> **TASK ITEM**
Your response should consist of the records below, repeated exactly.

> **DATA TO USE**
PR #156, opened 2020-05-06
Update README.md

brandones:
from https://wiki.openmrs.org/display/projects/openmrs-esm-patient-chart

I also added some links and cleaned up the copy a bit.

### DIFF
--- a/README.md
+++ b/README.md
@@ -1,6 +1,6 @@
 [![Build Status](https://travis-ci.org/openmrs/openmrs-esm-patient-chart.svg?branch=master)](https://travis-ci.org/openmrs/openmrs-esm-patient-chart)
 
-# Openmrs ESM Patient Chart
+# OpenMRS ESM Patient Chart
 
 ## What is this?
 
--- a/README.md
+++ b/README.md
@@ -10,9 +10,8 @@ patient's information, such as vitals, demographic and relationships.
 
 ## How do I install this?
 
-Requirements: Java 8, Latest NodeJS & NPM, Latest Git, Latest OpenMRS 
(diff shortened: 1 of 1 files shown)


README.md
```diff
@@ -1,10 +1,217 @@
...
 
-More info on the [wiki][]
+openmrs-esm-patient-chart is a patient dashboard microfrontend for the 
+OpenMRS SPA. It provides a simple dashboard with cards detailing the 
+patient's information, such as vitals, demographic and relationships.
 
-[wiki]: https://wiki.openmrs.org/display/projects/openmrs-esm-patient-chart
+## How do I install this?
+
+Requirements: Java 8, Latest NodeJS & NPM, Latest Git, Latest OpenMRS
```
FlorianRappl, line 13: Why is Java 8 a requirement?

README.md
```diff
@@ -1,10 +1,217 @@
 [![Build Status](https://travis-ci.org/openmrs/openmrs-esm-patient-chart.svg?branch=master)](https://travis-ci.org/openmrs/openmrs-esm-patient-chart)
 
-Openmrs ESM Patient Chart
-=========
+# Openmrs ESM Patient Chart
```
FlorianRappl, line 3: OpenMRS?

FlorianRappl: (not sure here - sometimes we use something like `openmrs-esm-patient-chart`, but here it seems we want it in title case)

brandones:
```suggestion
# OpenMRS ESM Patient Chart
```

README.md
brandones: It isn't, except for OpenMRS itself. @PermissionError can correct me if I'm wrong.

> **ANSWER BOX**
PR #156, opened 2020-05-06
Update README.md

brandones:
from https://wiki.openmrs.org/display/projects/openmrs-esm-patient-chart

I also added some links and cleaned up the copy a bit.

### DIFF
--- a/README.md
+++ b/README.md
@@ -1,6 +1,6 @@
 [![Build Status](https://travis-ci.org/openmrs/openmrs-esm-patient-chart.svg?branch=master)](https://travis-ci.org/openmrs/openmrs-esm-patient-chart)
 
-# Openmrs ESM Patient Chart
+# OpenMRS ESM Patient Chart
 
 ## What is this?
 
--- a/README.md
+++ b/README.md
@@ -10,9 +10,8 @@ patient's information, such as vitals, demographic and relationships.
 
 ## How do I install this?
 
-Requirements: Java 8, Latest NodeJS & NPM, Latest Git, Latest OpenMRS 
(diff shortened: 1 of 1 files shown)


README.md
```diff
@@ -1,10 +1,217 @@
...
 
-More info on the [wiki][]
+openmrs-esm-patient-chart is a patient dashboard microfrontend for the 
+OpenMRS SPA. It provides a simple dashboard with cards detailing the 
+patient's information, such as vitals, demographic and relationships.
 
-[wiki]: https://wiki.openmrs.org/display/projects/openmrs-esm-patient-chart
+## How do I install this?
+
+Requirements: Java 8, Latest NodeJS & NPM, Latest Git, Latest OpenMRS
```
FlorianRappl, line 13: Why is Java 8 a requirement?

README.md
```diff
@@ -1,10 +1,217 @@
 [![Build Status](https://travis-ci.org/openmrs/openmrs-esm-patient-chart.svg?branch=master)](https://travis-ci.org/openmrs/openmrs-esm-patient-chart)
 
-Openmrs ESM Patient Chart
-=========
+# Openmrs ESM Patient Chart
```
FlorianRappl, line 3: OpenMRS?

FlorianRappl: (not sure here - sometimes we use something like `openmrs-esm-patient-chart`, but here it seems we want it in title case)

brandones:
```suggestion
# OpenMRS ESM Patient Chart
```

README.md
brandones: It isn't, except for OpenMRS itself. @PermissionError can correct me if I'm wrong.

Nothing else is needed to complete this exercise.